For some experiments, we also use other tools such as iperf (so we can monitor the performance of a well-defined individual download) or ping (to get a handle on RTT and queue sojourn times). We run these between the NUCs and some of the more powerful “world” servers.

A basic experiment sequence

Each experiment basically follows the same sequence, which we execute via our core script:

  1. Configure the “sat link” with the right bandwidth, latency, queue capacity etc.
  2. Test the “sat link”.
  3. Configure and start any network coded tunnel we wish to use between servers sats-codw and sats-codi, with or without titration.
  4. Configure and start any PEP we wish to use between servers sats-pepw and sats-pepi.
  5. Test the reachability of all interfaces that should be pingable.
  6. Start the tcpdump capture at the island end (server sats-ci) of the link.
  7. Start the tcpdump capture at the world end (server sats-cw) of the link with a little delay. This ensures that we capture every packets heading from the world to the island side.
  8. Start the iperf3 server on one of the NUCs. Note that in iperf, the client sends data to the server rather than downloading it.
  9. Reset the path MTU (PMTU) cache on the world server machines.
  10. Start the world servers.
  11. Ping the special purpose Pi on the island side from the special purpose Pi on the world side. This functions as a kind of “referee’s start whistle” for the experiment as it creates a unique packet record in all tcpdump captures, allowing us to synchronise them later.
  12. Start the island clients as simultaneously as possible.
  13. Start pinging from sats-ping to the island side – typically, we ping 10 times per second.
  14. Start an iperf3 transfer from sats-sp to the NUC from step 6 for half of the core experiment duration.
  15. Wait for the core experiment duration to expire. The clients terminate themselves.
  16. Ping the special purpose client from the special purpose server again (“stop whistle”).
  17. Terminate pinging (usually, we ping only for part of the experiment period, though)
  18. Terminate the iperf client.
  19. Terminate the iperf server.
  20. Terminate the world servers.
  21. Convert the pcap files on sats-ci and sats-cw into text log files with tshark
  22. Retrieve text log files, iperf log and ping log to the storage server.
  23. Start the analysis on the storage server.
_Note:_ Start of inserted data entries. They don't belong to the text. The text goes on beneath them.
Issue #5370, opened 2026-08-18
bug: bead.closed dropped when a step closes seconds before its session is torn down — finished runs render as phantom 'blocked / needs operator' lanes


obj-imp:
## Summary

`bead.closed` is never emitted for a bead that closes in the last few seconds before its owning session is torn down. The run snapshot is built from `.gc/events.jsonl`, so those steps stay `ready`/`active` in the snapshot forever, and finished runs render on the dashboard as **blocked / needs operator** even though every step is `closed` in the store with `gc.outcome=pass`.

Because the last close of a run is, by construction, the one right before the session goes away, this preferentially hits **drain / final / last-attempt** steps — exactly the ones that decide whether a lane reads finished. The visible symptom is therefore almost always a fake "blocked" lane.

- gc **1.4.0** (Homebrew, darwin/arm64), single-host city, beads store on the managed dolt server, `bd` 1.1.0.
- Checked the v1.4.0…v1.4.1 diff (4 commits: beads pin to 1.2.2, waiver renewals, release chore) — nothing touches reconcile/event emission, so 1.4.1 is presumably affected too.

## Evidence

Observed 2026-08-08 on rig `travadro`. Four step beads are `closed` in the store but have **no** `bead.closed` event in `.gc/events.jsonl` (log intact back to seq 1, nothing rotated). In every case the owning session went away seconds after the close:

| step | role | run | closed (store) | next session event |
|---|---|---|---|---|
| `tr-mgb` | drain | `tr-tnf` (pass) | 19:41:23Z | `session.stopped` +14 s |
| `tr-9t1` | drain | `tr-nmt` (pass) | 19:45:35Z | `session.stopped` +6 s |
| `tr-jta` | implement | `tr-jl2` (fail) | 20:45:24Z | `session.updated` +8 s |
| `tr-2gy` | implement | `tr-jl2` (fail) | 20:57:52Z | new session +7 s |

Effect: `tr-tnf` and `tr-nmt` (both `gc.outcome=pass`) rendered as blocked lanes; `tr-jl2` (a genuine fail) rendered as a *live* run stuck on attempt 3 with an active worker. `blockedLanes` = 3 for runs that had all finished.

Not a stale cache: snapshots were being recomputed at near-head seq while still serving the wrong node statuses. A restart would not help — the event log itself lacks the facts.

## Root-cause hypothesis

[...]

PR #5393, opened 2026-08-19
feat(dashboard): mark event-gap-stalled runs stale instead of showing them live

julianknutsen:
## What

The factory dashboard run view showed 12–27-day-old "zombie" runs as active with stuck `active`/`failed` steps. The run view is an event-sourced projection; a run mid-flight when an event-emission gap hit is frozen forever — its terminal events never arrived, so `runproj` rendered its last-known mid-flight state as live. The projection had **no staleness handling** (only structural lane filters).

## Change

`EnrichRunSummary` now marks any in-flight lane whose latest bead activity is older than `staleRunSilenceMs` (**72h**) as `Stale` (with `StaleSince`), keeping it visible in `Lanes` but excluding it from `TotalActive`, `RunCounts`, and the census. It keys on **time-since-last-activity**, not total run age — real runs run for tens of hours (measured p90 ~17h, max ~33h) but emit events throughout, while a multi-day silence means the terminal events never arrived. Marking is **in place** (`RunLane.Stale`, `omitempty`) so `BuildRunSummary` and the non-enriched golden are untouched.

The SPA renders a greyscale "· stale" badge on such lanes (`LaneCard`) with a "no activity since …" tooltip; `RunLane` gains optional `stale`/`staleSince`.

## Tests

- `TestIsStaleRun` (thresholds/boundaries) and `TestEnrichRunSummaryMarksStaleLanes` (the active-looking zombie shape that passes the session-less latch). Full `runproj` suite + `go vet` + `gofmt` green.
- **No golden churn**: the enriched golden's `nowMs` moved inside the fixture's 72h window so its active beads still render active (health derivation is `nowMs`-independent); the stale path is covered by the new unit test.
- SPA change is additive optional fields + a guarded render; `dashboard-ci` typechecks it.

## Context

Part 1 of a plan to durably fix + gate the dashboard projection — every recent run-view breakage traces to projection reads/folds going blind when work is graph-resident or the event stream had a gap, with no gate. Follow-ups: agents-pane graph-read gap (N15) and a regression gate (dashport graph-routed + a runproj event→render contract test). This is the run-view staleness slice.

---
- Related to #5370 — adds a dashboard-side mitigation for the downstream symptom of that issue: the run view now marks an in-flight lane stale after 72h of bead-activity silence (the signature of terminal events that never arrived) instead of rendering its frozen mid-flight state as live. It does not touch the dropped `bead.closed` emit on session teardown, and lanes already in the `blocked` phase — the filed issue's headline phantom-blocked symptom — are explicitly excluded from the staleness rule, so both remain open.


julianknutsen:

Track progress: https://factory.gascity.com/city/maintainer-city/runs/gcg-5436965277193229

PR #5398, opened 2026-08-19
fix(dispatch): stop control beads under a workflow root that already settled

### LINKED ISSUE #5389: Workflow-root bead can close (outcome + closed_at) hours before its DAG's downstream/sibling steps finish settling
## Summary

The workflow-root bead created by `gc sling` for a graph.v2 formula (e.g.
`aria-ticket-build`) can record a terminal `gc.outcome` and `closed_at`
timestamp as soon as its immediate gating child step fails, while
sibling/downstream steps in the same DAG (e.g. `review`, `finalize`) keep
dispatching and retrying on their own bounded ralph controllers for hours
afterward. There does not appear to be any mechanism that makes the root
bead wait for the rest of the DAG to settle before recording its own
terminal state.

This produces a misleading signal for any external observer -- a human, a
dashboard, or an automation -- that reads only the root bead's own
`outcome`/`closed_at` to judge "is this ticket done" and "what did it
cost." The root bead's close time understates both the true wall-clock
duration and the true cost, sometimes by hours.

## Concrete example

On one of my tickets, the workflow-root bead
closed `gc.outcome=fail` at **15:38:30Z** -- 4 seconds after its gating
child (a review-loop controller step) exhausted its own `max_attempts`
budget. A downstream `finalize` step in the same DAG, gated on that same
review step, kept dispatching and failing on its own ralph controller
(identical transient bead-store-contention `INFRA_TIMEOUT` reason on each
attempt) until **20:36:55Z** -- almost 5 hours after the root bead had
already recorded its terminal outcome. A dashboard or human watching only
the root bead's close time would have believed the ticket died at 15:38
and stopped tracking the real (wasted) cost and wall-clock time that
continued accruing for hours after that.

I checked whether this is something I can address at the formula-TOML
level (a `needs`/dependency wire-up on our own steps) and found no lever:
there is no `[[steps]]` block in formula-spec-v2 that *is* the workflow-root
bead -- it's created by `gc sling`, not declared in any formula I author.
This appears to be internal engine behavior (ralph-attempt-exhaustion
propagating `fail` upward independent of sibling/downstream dispatch
state), not something we can patch from our own pack/formula content.

## Ask

Either:

1. Have the workflow-root bead wait for all in-flight descendant beads in
   its DAG to reach a terminal state before recording its own terminal
   `closed_at` timestamp (the `outcome` itself doesn't need to change --
   just the timing of when it's considered "closed"), or
2. Expose a separate, distinct "all descendants settled" signal (a
   metadata field, a status value, or a companion bead) alongside the
   root's own immediate-child-triggered outcome, so external consumers who
   want the DAG's true end time have something authoritative to read
   instead of reconstructing it themselves from the full bead graph.

## Why this matters

Any dashboard, alerting rule, or cost-attribution report that keys off the
workflow-root bead's own `outcome`/`closed_at` -- which is the most
natural and most likely thing for an external consumer to reach for first
-- will under-report both elapsed time and cost whenever downstream/sibling
steps outlive the root's own terminal timestamp. We currently work around
this locally by cross-checking `finalize`'s own bead and by running our own
critical-path reconstruction over the full bead graph, but that requires
knowing about this gap in the first place and having tooling to do the
reconstruction -- most consumers of `gc bd show <root>` won't.

## Related, but distinct

Possibly related to the same general class of "control-plane signal is
coarser than the underlying DAG state" issues as #5378 (check-step failures
not distinguishing transient/infra from genuine verdicts), but this is
about the workflow-root bead's own terminal-timestamp semantics
specifically, not a check-step retry-budget question.

No specifics about our own workloads or timing beyond the one example
above included intentionally -- happy to share more if useful.
I'm

quad341:
Reported in #5389 (thanks @dkisselev-zz — the report was precise enough to land straight on the mechanism).

## Root cause

`closeOrphanedControl` (`internal/dispatch/runtime.go`) is the root-state gate every control bead passes through before its kind-specific processing. It recognized two root states as stop signals — root **missing** (orphan) and root **canceled** — but **not a root already closed with a terminal outcome**. So once a workflow root settles, every control bead under it keeps being dispatched and keeps minting attempts.

The window is unbounded because of how settlement is ordered. `processWorkflowFinalize` closes the root *before* its bulk `molecule.CloseSubtreeWithMetadataExcept` sweep. That ordering is deliberate and correct — if the process dies after the root close, the finalizer is still open and the next serve cycle retries. But the sweep is all-or-nothing: when it fails (the reported run had sustained bead-store contention, `INFRA_TIMEOUT` on every attempt) the finalizer returns early via `recordWorkflowFinalizeError` and stays open, the root is **already closed**, and nothing stops the subtree.

That is the reporter's measurement: a downstream step still retrying on its own ralph controller almost 5 hours after the root recorded `gc.outcome=fail` and `closed_at`. Anything reading the root alone — a dashboard, an alert, a cost report — under-reports both wall-clock and cost for that entire window. Worth noting that `mapRunPhase` already treats a closed root as history ("root-terminality wins"), which is exactly why the continued burn was invisible.

## Fix

Gate per control rather than relying on one bulk write: a settled root closes each control bead the next time the dispatcher touches it, so settlement converges incrementally whether or not the sweep ever succeeds.

Residue is closed `gc.outcome=skipped`, matching what the finalizer's own sweep stamps. Deliberately not a failure — the control never ran to a verdict, and stamping `fail` would pollute outcome aggregation with beads that never executed.

## The teardown tail is exempt

This is the part that makes the change less trivial than it looks. Teardown runs **after** the root settles by contract — its pass condition may branch on `ROOT_OUTCOME`, which only finalize produces. That is precisely what #5271 fixed (the adopt-pr settlement deadlock), and `teardownTailExclusion` exists to keep the tail out of the finalizer's own sweep for the same reason. A naive "root closed → stop everything" gate re-breaks it, so the gate defers to `teardownTailExclusion` rather than restating the rule.

The cheap arm covers retry and ralph controls, which `expandRetry`/`expandRalph` mint via `cloneStep` and therefore *inherit* `gc.scope_role=teardown` (only the first attempt strips it). Fanout and scope-check controls are stamped `gc.scope_role=control` and keep only `gc.step_id` as their link back to a teardown step, so those need the subtree read — which happens only under an already-terminal root, at most once per control before the gate closes it, never on the live dispatch path.

## Why neither option from the issue

The issue asked for either (1) delaying the root's `closed_at` until the DAG settles, or (2) a separate "all descendants settled" signal. Neither is needed. The root's close is already ordered correctly and the finalizer already waits on all graph sinks; the defect was that settlement wasn't *enforced* afterwards. Bounding the residue window to a dispatcher cycle is what makes `closed_at` an accurate settle time — with no new metadata or wire surface.

## Known limits (stated, not hidden)

- This stops **work**. It does not replace the sweep for closing passive residue: an open scope body under a settled root dispatches nothing, so it is left to the sweep.
- `closeOrphanedControl` returns early when `gc.root_store_ref` is empty, so neither the pre-existing cancel gate nor this one fires on rows lacking it. graph.v2 stamps it. Unchanged here, not widened.
- Because the reporter asked for things this deliberately does not build, a maintainer should decide whether it closes #5389 — I did not use a closing keyword.

## Tests

`internal/dispatch/terminal_root_gate_test.go`:

- `TestProcessControlStopsControlWhenWorkflowRootTerminallyClosed` — the red test. Before this change, `ProcessControl` on a retry controller whose root was already closed `gc.outcome=fail` returned `{Action:retry Created:1}`: it minted attempt 2 under a terminally closed root. Subtests cover `fail`/`pass`/`skipped`.
- `TestProcessControlKeepsTeardownTailRunningUnderTerminalRoot` — guards the #5271 contract.
- `TestProcessControlKeepsRunningUnderOpenRoot` — pins the hot path; an open root is not a stop signal.

An alternative hypothesis was tested and disproved rather than argued: "`abort_scope` propagates fail upward onto the root." It cannot — `abortScope` closes `snapshot.body`, and `resolveScopeBody` only ever selects `gc.kind==scope` beads, while a graph.v2 root is `gc.kind==workflow`. A probe confirmed a failing scope member closes the scope *body* and leaves the root `open`. `processWorkflowFinalize` is the only dispatcher path that closes a graph.v2 root.

## Verification

`go test ./internal/dispatch/` (full package); `go test ./cmd/gc/ -run 'Dispatch|Control|Workflow|Finalize|Graph|Convoy|Wisp|Teardown|Order'` → ok 50s; `internal/{formula,molecule,sling,sourceworkflow,graphroute,runproj}` ok; `go vet` clean; pre-commit lint clean; pre-push `make test-fast-parallel` → all fast jobs passed.

### DIFF
--- a/internal/dispatch/runtime.go
+++ b/internal/dispatch/runtime.go
@@ -196,6 +196,18 @@ func ProcessControl(store beads.Store, bead beads.Bead, opts ProcessOptions) (Co
 // teardown or a missing-root orphan close.
 const controlRootCanceledCloseReason = "control closed: workflow root canceled via run cancel"
 
+// controlRootSettledCloseReason is stamped on a control bead closed because its
+// workflow root had already settled, distinguishing terminal-root residue from
+// a cancellation, a skip teardown, or a missing-root orphan close.
+const controlRootSettledCloseReason = "control closed: workflow root already settled"
+
+// closeOrphanedControl is the root-state gate every control bead passes through
+// before its kind-specific processing: it reports handled=true when the bead's
+// workflow root is in a state that makes further work invalid. Three states
+// qualify — the root is gone (orphan), the root was canceled, or the root has
+// already settled. The finalizer is exempt because it is the bead that settles
+// the root, and the teardown tail is exempt because it runs after settlement by
+// contract.
 func closeOrphanedControl(store beads.Store, bead beads.Bead, opts ProcessOptions) (ControlResult, bool, error) {
 	if bead.Metadata[beadmeta.KindMetadataKey] == beadmeta.KindWorkflowFinalize {
 		return ControlResult{}, false, nil
@@ -216,6 +228,27 @@ func closeOrphanedControl(store beads.Store, bead beads.Bead, opts ProcessOption
 		// teeth.
 		if rootCanceled(root) {
 			return closeCanceledControl(store, bead, opts, rootID, rootStoreRef)
+		}
+		// A settled (closed) root is equally durable a stop signal. The
+		// finalizer closes the root BEFORE its bulk
+		// CloseSubtreeWithMetadataExcept sweep so a crash leaves the finalizer
+		// open to retry, but that sweep is all-or-nothing: when it fails —
+		// store contention is the reported trigger — the finalizer returns
+		// early and every control under the now-terminal root stays open and
+		// keeps minting attempts. gastownhall/gascity#5389 measured a
+		// downstream step still retrying almost 5 hours after its root
+		// recorded gc.outcome=fail and closed_at, which understates the run's
+		// true wall-clock and cost for anything reading the root alone.
+		// Gating per control makes settlement converge incrementally instead
+		// of depending on one bulk write succeeding.
+		if rootSettled(root) {
+			teardown, err := isTeardownTailControl(store, bead, rootID)
+			if err != nil {
+				return ControlResult{}, false, fmt.Errorf("%s: resolving teardown tail under settled root %s: %w", bead.ID, rootID, err)
+			}
+			if !teardown {
+				return closeSettledControl(store, bead, opts, rootID, rootStoreRef)
+			}
 		}
 		return ControlResult{}, false, nil
 	} else if !errors.Is(err, beads.ErrNotFound) {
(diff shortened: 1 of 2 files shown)


quad341:
@quad341 — this is excellent debugging. Tracing the unbounded retry window to the *ordering* inside `processWorkflowFinalize` — root closed before an all-or-nothing `CloseSubtreeWithMetadataExcept` that returns early under contention and strands the whole subtree — is what turns "controls kept running" into a one-line gate. And the five-hour measurement from #5389 lands exactly on it.

Two things I especially liked. Deferring to `teardownTailExclusion` instead of restating the teardown rule: I checked, and `isTeardownTailControl` is semantically identical to the predicate the finalizer already uses, so the gate and the sweep can't drift apart and re-open the #5271 deadlock. And disproving the `abort_scope` hypothesis with a probe rather than arguing it.

One thing I'll take on my side rather than send back to you: both teardown tests set `gc.scope_role=teardown` and short-circuit on the cheap arm, so the subtree-read path — a fanout or scope-check control reaching teardown only via `gc.step_id`, and a teardown retry's attempt 1 after `expandRetry` strips the role — is untested. I'll add that case, re-run `go test ./internal/dispatch/`, and merge with your authorship intact.

You were right to leave the closing keyword off #5389 — I'll make that call separately.


---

Between most steps, there is a wait period to allow the previous step to complete. For a low load 8 Mbps GEO link, the core experiment time needs to be 10 minutes to yield a half-way representative sample from the flow size distribution. The upshot is that the pcap log files are small, so need less time for conversion and transfer to storage. For higher bandwidths and more client channels, we can get away with shorter core experiment durations. However, as they produce larger pcap files, conversion and transfer take longer. Altogether, we budget around 20 minutes for a basic experiment run.

Tying it all together

We now have more than 100 machines in the simulator. Even in our basic experiments sequence, we tend to use most if not all of them. This means we need to be able to issue commands to individual machines or groups of machines in an efficient manner, and we need to be able to script this.
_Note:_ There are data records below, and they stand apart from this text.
PR #5399, opened 2026-08-19
test(runproj): gate run projection end-to-end from bead.* events

julianknutsen:
## What

Adds the missing regression gate for the run projection. The `internal/runproj` tests were split into two worlds that never met: fold/projector tests drove `events → Fold` but asserted only the fold map, and the golden / terminal-clamp tests loaded a `[]beads.Bead` straight into `BuildRunSummary`/`BuildRunDetail` without ever touching `Fold`. **Nothing chained a real `bead.*` event stream through Fold/Projector into the two builders** — so when a store stopped emitting `bead.*` for graph.v2 workflow roots, runs silently went invisible and no test caught it.

## Tests (test-only, no production changes)

- `internal/runproj/golden_run_contract_test.go`
  - `TestContractGraphV2RunProjectsThroughEventsToSummaryAndDetail` — synthesizes a full-lifecycle `bead.*` stream (root + 2 steps, each `created → in_progress → closed`), drives it through `Fold` and a two-pass `Projector` (cold load then live-tail, exactly as the per-city tailer does), and asserts the run lists as an **active** lane mid-flight, moves to **historical** with `Phase=complete` on root close, and `BuildRunDetail` renders every node `completed` with `Progress.Terminal`. The mid-flight *"run went invisible"* assertion is exactly the regression that started this work.
  - `TestContractFailedStepPresentsFailedNodeThroughEvents` — a step closed with `gc.outcome=fail` surfaces as a `failed` node through the event chain (root left `in_progress` so the terminal clamp stays inert and the failure is unambiguously from `presentationStatus`).
- `internal/beads/runview_lifecycle_test.go` (`beads_test`) — the producer-fidelity variant: emits the same graph.v2 lifecycle through the **real producer** (`CachingStore.notifyChange`) and folds it, so a store that stops emitting `bead.*` — or a wire-shape / metadata drift — fails the gate.

Falsification-checked: dropping the root's `bead.*` events makes the run vanish from every summary bucket, proving the presence assertions actually catch the regression.

## Observations (surfaced, not fixed here)

- `snapshotForRun`'s dep synthesis (`snapshotDeps`) uses `members[0].ID` as the parent-edge root rather than the `rootID` it was given — only correct because the root's `created` event precedes its steps; a replayed/out-of-order log would mis-root the synthesized edges. Node identity/status are unaffected. Worth a follow-up.

## Context

Part of a plan to durably fix + gate the dashboard projection (every recent run-view breakage traces to projection reads/folds going blind, with no gate). Staleness robustness shipped as #5393; the agents-pane graph-read fix is a sibling PR.

### DIFF
--- a/internal/beads/runview_lifecycle_test.go
+++ b/internal/beads/runview_lifecycle_test.go
@@ -1,0 +1,141 @@
+package beads_test
+
+import (
+	"testing"
+	"time"
+
+	"github.com/gastownhall/gascity/internal/beadmeta"
+	"github.com/gastownhall/gascity/internal/beads"
+	"github.com/gastownhall/gascity/internal/events"
+	"github.com/gastownhall/gascity/internal/runproj"
+)
+
+// lifecycleRootID is the single graph.v2 run this test drives end to end.
+const lifecycleRootID = "gcg-lifecycle-root"
+
+// lifecycleCreatedAt timestamps every bead in the run so the projected updated_at
+// is populated (a run that happened at a real time), matching the sibling
+// round-trip test's fixture.
+var lifecycleCreatedAt = time.Date(2026, 7, 4, 8, 0, 0, 0, time.UTC)
+
+// TestRunViewLifecycleRoundTripFromNotifyChange is the producer-fidelity gate for
+// the run projection. TestRunViewRoundTripFromNotifyChange (this package) proves a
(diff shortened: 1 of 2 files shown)


julianknutsen:

Track progress: https://factory.gascity.com/city/maintainer-city/runs/gcg-5436965277194107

Enter the parallel-ssh utility. This useful little program lets our scripts establish a number of SSH connections to multiple machines simultaneously, e.g., to start our servers or clients, or to distribute configuration information. This lets us start up all client machines within typically less than a second.

Automating the complex processes is vital, so we keep adding scripts to the simulator as we go to assist us in various aspects of analysis and quality assurance.